Saved data entries:
--*--

PR #1430, opened 2024-03-24
8273349: Check uses of Stream::peek in controls and replace as needed

drmarmac:
This PR removes potentially incorrect usages of Stream.peek().
The changed code should be covered by the tests that are already present.

---------
### Progress

### Issue
 * [JDK-8273349](https://bugs.openjdk.org/browse/JDK-8273349): Check uses of Stream::peek in controls and replace as needed (**Bug** - P3)

### Reviewers

### Reviewing

Checkout this PR locally: \
`$ git fetch https://git.openjdk.org/jfx.git pull/1430/head:pull/1430` \
`$ git checkout pull/1430`

`$ git checkout pull/1430` \
`$ git pull https://git.openjdk.org/jfx.git pull/1430/head`

</details>

Checkout this PR locally: \
`$ git pr checkout 1430`

`$ git pr show -t 1430`

</details>

<a href="https://git.openjdk.org/jfx/pull/1430.diff">https://git.openjdk.org/jfx/pull/1430.diff</a>

</details>

### Webrev
[Link to Webrev Comment](https://git.openjdk.org/jfx/pull/1430#issuecomment-2016841067)

### DIFF
--- a/modules/javafx.controls/src/main/java/javafx/scene/control/ControlUtils.java
+++ b/modules/javafx.controls/src/main/java/javafx/scene/control/ControlUtils.java
@@ -38,7 +38,6 @@ import java.util.Collections;
 import java.util.Comparator;
 import java.util.List;
 import java.util.function.IntPredicate;
-import java.util.stream.Collectors;
 
 class ControlUtils {
     private ControlUtils() { }
--- a/modules/javafx.controls/src/main/java/javafx/scene/control/ControlUtils.java
+++ b/modules/javafx.controls/src/main/java/javafx/scene/control/ControlUtils.java
@@ -1,5 +1,5 @@
 /*
- * Copyright (c) 2013, 2022, Oracle and/or its affiliates. All rights reserved.
+ * Copyright (c) 2013, 2024, Oracle and/or its affiliates. All rights reserved.
  * DO NOT ALTER OR REMOVE COPYRIGHT NOTICES OR THIS FILE HEADER.
  *
  * This code is free software; you can redistribute it and/or modify it
@@ -33,6 +33,7 @@ import javafx.scene.Node;
 import javafx.scene.Parent;
 import javafx.scene.Scene;
 
+import java.util.ArrayList;
 import java.util.Collections;
 import java.util.Comparator;
 import java.util.List;
@@ -166,19 +167,26 @@ class ControlUtils {
             // ensuring that the selectedIndices bitset is correctly updated.
 
             sm.startAtomic();
-            final List<Integer> removed = c.getRemoved().stream()
+
+            final List<Integer> removed = new ArrayList<>(c.getRemovedSize());
+            c.getRemoved().stream()
                     .mapToInt(TablePositionBase::getRow)
                     .distinct()
                     .filter(removeRowFilter)
-                    .boxed()
-                    .peek(sm.selectedIndices::clear)
-                    .collect(Collectors.toList());
+                    .forEach(row -> {
+                        removed.add(row);
+                        sm.selectedIndices.clear(row);
+                    });
 
-            final int addedSize = (int)c.getAddedSubList().stream()
+            final int[] addedSize = new int[1];
+            c.getAddedSubList().stream()
                     .mapToInt(TablePositionBase::getRow)
                     .distinct()
-                    .peek(sm.selectedIndices::set)
-                    .count();
+                    .forEach(row -> {
+                        addedSize[0]++;
+                        sm.selectedIndices.set(row);
+                    });
+
             sm.stopAtomic();
 
             int from = c.getFrom();
@@ -188,7 +196,7 @@ class ControlUtils {
                 int tpRow = c.getList().get(from).getRow();
                 from = sm.selectedIndices.indexOf(tpRow);
             }
-            final int to = from + addedSize;
+            final int to = from + addedSize[0];
 
             if (c.wasReplaced()) {
                 sm.selectedIndices._nextReplace(from, to, removed);
--- a/modules/javafx.controls/src/main/java/javafx/scene/control/ControlUtils.java
+++ b/modules/javafx.controls/src/main/java/javafx/scene/control/ControlUtils.java
@@ -162,10 +162,6 @@ class ControlUtils {
         sm.selectedIndices._beginChange();
 
         while (c.next()) {
-            // it may look like all we are doing here is collecting the removed elements (and
-            // counting the added elements), but the call to 'peek' is also crucial - it is
-            // ensuring that the selectedIndices bitset is correctly updated.
-
             sm.startAtomic();
 
             final List<Integer> removed = new ArrayList<>(c.getRemovedSize());
--- a/modules/javafx.controls/src/main/java/javafx/scene/control/MultipleSelectionModelBase.java
+++ b/modules/javafx.controls/src/main/java/javafx/scene/control/MultipleSelectionModelBase.java
@@ -761,16 +761,18 @@ abstract class MultipleSelectionModelBase<T> extends MultipleSelectionModel<T> {
                 // by finding all contiguous indices, of all indices that are
                 // not already selected, and which are in the valid range
                 startAtomic();
-                List<Integer> sortedNewIndices =
-                        IntStream.concat(IntStream.of(index), IntStream.of(indices))
+
+                List<Integer> sortedNewIndices = new ArrayList<>(indices.length + 1);
+                IntStream.concat(IntStream.of(index), IntStream.of(indices))
                         .distinct()
                         .filter(this::isValidIndex)
                         .filter(this::isNotSelected)
                         .sorted()
-                        .boxed()
-                        .collect(Collectors.toList());
+                        .forEach(i -> {
+                            sortedNewIndices.add(i);
+                            set(i);
+                        });
 
-                sortedNewIndices.forEach(this::set);
                 stopAtomic();
 
                 final int size = sortedNewIndices.size();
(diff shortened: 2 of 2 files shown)


kevinrushforth:
Reviewers: @andy-goryachev-oracle @karthikpandelu 

/reviewers 2

modules/javafx.controls/src/main/java/javafx/scene/control/ControlUtils.java
```diff
@@ -166,19 +167,26 @@ public static <S> void updateSelectedIndices(MultipleSelectionModelBase<S> sm, b
...
+
+            final List<Integer> removed = new ArrayList<>(c.getRemovedSize());
+            c.getRemoved().stream()
                     .mapToInt(TablePositionBase::getRow)
                     .distinct()
                     .filter(removeRowFilter)
-                    .boxed()
-                    .peek(sm.selectedIndices::clear)
-                    .collect(Collectors.toList());
+                    .forEach(row -> {
```
karthikpandelu, line 176: In the java.util.stream package [docs](https://docs.oracle.com/en/java/javase/16/docs/api/java.base/java/util/stream/package-summary.html#SideEffects) it is mentioned that `forEach()` method operates only via side-effects. So do you think we should avoid using `forEach()` here and iterate the generated list separately to clear selected index?

modules/javafx.controls/src/main/java/javafx/scene/control/ControlUtils.java
```diff
@@ -166,19 +167,26 @@ public static <S> void updateSelectedIndices(MultipleSelectionModelBase<S> sm, b
...
+                    });
 
-            final int addedSize = (int)c.getAddedSubList().stream()
+            final int[] addedSize = new int[1];
+            c.getAddedSubList().stream()
                     .mapToInt(TablePositionBase::getRow)
                     .distinct()
-                    .peek(sm.selectedIndices::set)
-                    .count();
+                    .forEach(row -> {
```
karthikpandelu, line 185: Similar comment as above. Here if we do not use `forEach()` on streams, we can also avoid using array of size one for keeping count as well right?

modules/javafx.controls/src/main/java/javafx/scene/control/ControlUtils.java
drmarmac: I'd say .forEach() is used correctly here, according to docs, it guarantees execution of the side-effects (add to removed list & clear index), just not in any particular order. This way we avoid multiple iteration.

modules/javafx.controls/src/main/java/javafx/scene/control/ControlUtils.java
drmarmac: We'd need to iterate twice as well (select index & count), with forEach it's just once.

drmarmac:
I also removed a code comment that explained the usage of peek() here, which would be outdated now.

modules/javafx.controls/src/main/java/javafx/scene/control/ControlUtils.java
Maran23: Another idea is to use `toList()`, which is a very efficient operation and then iterate over it.

nlisker: > In the java.util.stream package [docs](https://docs.oracle.com/en/java/javase/16/docs/api/java.base/java/util/stream/package-summary.html#SideEffects) it is mentioned that `forEach()` method operates only via side-effects. So do you think we should avoid using `forEach()` here and iterate the generated list separately to clear selected index?

`forEach` is used correctly here. From the docs:
> With the exception of terminal operations [forEach](https://docs.oracle.com/en/java/javase/21/docs/api/java.base/java/util/stream/Stream.html#forEach(java.util.function.Consumer)) and [forEachOrdered](https://docs.oracle.com/en/java/javase/21/docs/api/java.base/java/util/stream/Stream.html#forEachOrdered(java.util.function.Consumer)), side-effects of behavioral parameters may not always be executed when the stream implementation can optimize away the execution of behavioral parameters without affecting the result of the computation.

> Another idea is to use `toList()`, which is a very efficient operation and then iterate over it.

That's still 2 iterations. If the code is not performance-critical it doesn't matter.

modules/javafx.controls/src/main/java/javafx/scene/control/MultipleSelectionModelBase.java
```diff
@@ -768,8 +768,9 @@ public void set(int index, int... indices) {
                         .filter(this::isNotSelected)
                         .sorted()
                         .boxed()
-                        .peek(this::set) // we also set here, but it's atomic!
                         .collect(Collectors.toList());
+
+                sortedNewIndices.forEach(this::set);
```
nlisker, line 773: Why do the double-iteration pattern here and not do the `peek` operation in a `forEach` like in the other 2 places?

Maran23: `forEach` is void, so we can not return a list afterwards.

nlisker: You don't need to return a list, you create it ahead of time like was done in line 167
```java
List<Integer> indices = new ArrayList<>();
```
and the add the elements in `forEach`.

modules/javafx.controls/src/main/java/javafx/scene/control/ControlUtils.java
Maran23: > That's still 2 iterations.

Yes, but one advantage here:
We currently do `final List<Integer> removed = new ArrayList<>(c.getRemovedSize());`, 
where we allocate a list with a size, that is probably too big since we filter the removed items.
So with `toList`, we at least get back a list with the correct size.
But true, that we technically iterate twice then. It probably does not matter too much.

modules/javafx.controls/src/main/java/javafx/scene/control/MultipleSelectionModelBase.java
karthikpandelu: > Why do the double-iteration pattern here and not do the `peek` operation in a `forEach` like in the other 2 places?

Yes, if the usage of `forEach` in previous 2 places are correct then I would like to see similar change here as well.

modules/javafx.controls/src/main/java/javafx/scene/control/ControlUtils.java
karthikpandelu: > `forEach` is used correctly here. From the docs:
> 
> > With the exception of terminal operations [forEach](https://docs.oracle.com/en/java/javase/21/docs/api/java.base/java/util/stream/Stream.html#forEach(java.util.function.Consumer)) and [forEachOrdered](https://docs.oracle.com/en/java/javase/21/docs/api/java.base/java/util/stream/Stream.html#forEachOrdered(java.util.function.Consumer)), side-effects of behavioral parameters may not always be executed when the stream implementation can optimize away the execution of behavioral parameters without affecting the result of the computation.
> 

Thanks for pointing this out.

modules/javafx.controls/src/main/java/javafx/scene/control/MultipleSelectionModelBase.java
drmarmac: I changed this to the pre-allocated pattern like in the other places. An initial capacity of `indices.length + 1` optimizes the worst case (all given indices need to be set) which probably occurs quite often in real-world usage.

drmarmac:
I also removed a now unused import in ControlUtils.java.

karthikpandelu (approved):

andy-goryachev-oracle:
a minor question: would it be much easier to understand if the code was written in conventional procedural style?   a straightforward `for` loop?

Maran23 (approved):
Looks good. Should be good regarding performance as well.

kevinrushforth:
> a minor question: would it be much easier to understand if the code was written in conventional procedural style? a straightforward `for` loop?

Even if it were (and I'm not sure it would be), it would be a more intrusive change than is required by the fix, so I wouldn't recommend it.

modules/javafx.controls/src/main/java/javafx/scene/control/ControlUtils.java
```diff
@@ -161,24 +161,27 @@ public static <S> void updateSelectedIndices(MultipleSelectionModelBase<S> sm, b
...
 
         while (c.next()) {
-            // it may look like all we are doing here is collecting the removed elements (and
-            // counting the added elements), but the call to 'peek' is also crucial - it is
-            // ensuring that the selectedIndices bitset is correctly updated.
-
             sm.startAtomic();
-            final List<Integer> removed = c.getRemoved().stream()
+
+            final List<Integer> removed = new ArrayList<>(c.getRemovedSize());
```
andy-goryachev-oracle, line 166: I wonder if we should add a check for 0 size here to bypass all this code if nothing is removed (same for added)

drmarmac: We certainly could, or maybe use wasRemoved(), but I doubt there will be much impact. I guess it's preferred to keep changes unrelated to the issue minimal, so I'd leave it as it is if everyone's ok with that.

nlisker: These short circuiting operations tend to be worth it only if it's a critical path. The GC will collect the allocations very efficiently these days. I didn't check what this code segment is used for, but unless it's looped somewhere, I doubt there will by any change.

andy-goryachev-oracle (approved):
Thank you for clarifications!

Does not look like this is called from a loop, so whatever inefficiency we have is likely to be ok.

PR #1433, opened 2024-03-25
8306322: JDK8130122Test fails intermittently

jayathirthrao:
This test has failed once and we are not seeing its failure after that instance in our test systems.

This test verifies whether bounds of GridPane gets updated properly on adding an invisible node.
Initial test has 8 nodes in GridPane and then we update it with another node with larger bounds without making it visible. After adding additional node we make the scenegraph visible and check for colors of the newly added node.

We are making this test robust to make sure we don't see any of these single instance failures.
Test is updated to:
1) To always show on top, so that we pick proper color.
2) Add additional sleep so that we give more time for test to be visible.
3) Pick color exactly at mid point in y axis, so that we pick the green color properly.

---------
### Progress

### Issue
 * [JDK-8306322](https://bugs.openjdk.org/browse/JDK-8306322): JDK8130122Test fails intermittently (**Bug** - P4)

### Reviewers

### Reviewing

Checkout this PR locally: \
`$ git fetch https://git.openjdk.org/jfx.git pull/1433/head:pull/1433` \
`$ git checkout pull/1433`

`$ git checkout pull/1433` \
`$ git pull https://git.openjdk.org/jfx.git pull/1433/head`

</details>

Checkout this PR locally: \
`$ git pr checkout 1433`

`$ git pr show -t 1433`

</details>

<a href="https://git.openjdk.org/jfx/pull/1433.diff">https://git.openjdk.org/jfx/pull/1433.diff</a>

</details>

### Webrev
[Link to Webrev Comment](https://git.openjdk.org/jfx/pull/1433#issuecomment-2017893789)

### DIFF
--- a/tests/system/src/test/java/test/robot/scenegraph/JDK8130122Test.java
+++ b/tests/system/src/test/java/test/robot/scenegraph/JDK8130122Test.java
@@ -84,7 +84,6 @@ public class JDK8130122Test extends VisualTestBase {
             testScene.setCamera(new PerspectiveCamera());
             testScene.setFill(Color.WHITE);
             testStage.setScene(testScene);
-            testStage.setAlwaysOnTop(true);
             testStage.show();
         });
         waitFirstFrame();
@@ -99,8 +98,8 @@ public class JDK8130122Test extends VisualTestBase {
             assertColorEquals(Color.WHITE, color, TOLERANCE);
             horizontalListView.setVisible(true);
         });
-        sleep(1000);
-        waitNextFrame();
+        // Give more time after setVisible(true) is called for frame update
+        waitFirstFrame();
         runAndWait(() -> {
             Color color = getColor(testScene, 200, 200);
             assertColorEquals(Color.GREEN, color, TOLERANCE);
--- a/tests/system/src/test/java/test/robot/scenegraph/JDK8130122Test.java
+++ b/tests/system/src/test/java/test/robot/scenegraph/JDK8130122Test.java
@@ -50,7 +50,7 @@ public class JDK8130122Test extends VisualTestBase {
 
     private static final double TOLERANCE = 0.07;
 
-    @Test(timeout = 15000)
+    @Test(timeout = 20000)
     public void testEmptyShapes() {
         final int WIDTH = 800;
         final int HEIGHT = 400;
@@ -84,6 +84,7 @@ public class JDK8130122Test extends VisualTestBase {
             testScene.setCamera(new PerspectiveCamera());
             testScene.setFill(Color.WHITE);
             testStage.setScene(testScene);
+            testStage.setAlwaysOnTop(true);
             testStage.show();
         });
         waitFirstFrame();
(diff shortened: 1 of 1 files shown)


tests/system/src/test/java/test/robot/scenegraph/JDK8130122Test.java
```diff
@@ -84,6 +84,7 @@ public void testEmptyShapes() {
             testScene.setCamera(new PerspectiveCamera());
             testScene.setFill(Color.WHITE);
             testStage.setScene(testScene);
+            testStage.setAlwaysOnTop(true);
```
kevinrushforth, line 87: This is redundant. `getStage()` already sets `alwaysOnTop`. If the window currently isn't always on top then we have a bigger problem.

kevinrushforth (commented):
The changes look fine, except for the redundant call to `setAlwaysOnTop` (it already is).

tests/system/src/test/java/test/robot/scenegraph/JDK8130122Test.java
```diff
@@ -98,9 +99,10 @@ public void testEmptyShapes() {
             assertColorEquals(Color.WHITE, color, TOLERANCE);
             horizontalListView.setVisible(true);
         });
+        sleep(1000);
```
andy-goryachev-oracle, line 102: we still have JDK-8176902 open, but perhaps here we could add a new method to VisualTestBase similar to waitNextFrame(), with an appropriate parameter?

Something like
```
protected void waitForIdle() {
  frameWait(100);
}
```

instead of 1 second sleep() ?

tests/system/src/test/java/test/robot/scenegraph/JDK8130122Test.java
jayathirthrao: I see that thanks, i didn't notice it. I will remove the change.

I took https://github.com/openjdk/jfx/commit/56f2e17f#diff-43fd8d27727f352ddb3526031bd32e5d30aefa2bad722d1f3d21c4a0ca8a5a1f as an example and made this change.

tests/system/src/test/java/test/robot/scenegraph/JDK8130122Test.java
jayathirthrao: I think waitForIdle() would not be a proper name for this use case.
And we already have waitFirstFrame() which does frameWait(100).

What i will do is, use waitFirstFrame() and add comment in test case that we are waiting after setVisible(true).

kevinrushforth (approved):

tests/system/src/test/java/test/robot/scenegraph/JDK8130122Test.java
```diff
@@ -98,9 +98,10 @@ public void testEmptyShapes() {
             assertColorEquals(Color.WHITE, color, TOLERANCE);
             horizontalListView.setVisible(true);
         });
-        waitNextFrame();
+        // Give more time after setVisible(true) is called for frame update
+        waitFirstFrame();
```
andy-goryachev-oracle, line 102: this is fine, though I'd rather have a dedicated method - waitFirstFrame() implies that it should only be used to wait for the first frame, that it might have a different purpose and implementation.

andy-goryachev-oracle (approved):
anyway, even if we decide to add another method that will be a separate PR.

--*--

Bring together every line in the entries that holds the string "just".

drmarmac: I'd say .forEach() is used correctly here, according to docs, it guarantees execution of the side-effects (add to removed list & clear index), just not in any particular order. This way we avoid multiple iteration.
drmarmac: We'd need to iterate twice as well (select index & count), with forEach it's just once.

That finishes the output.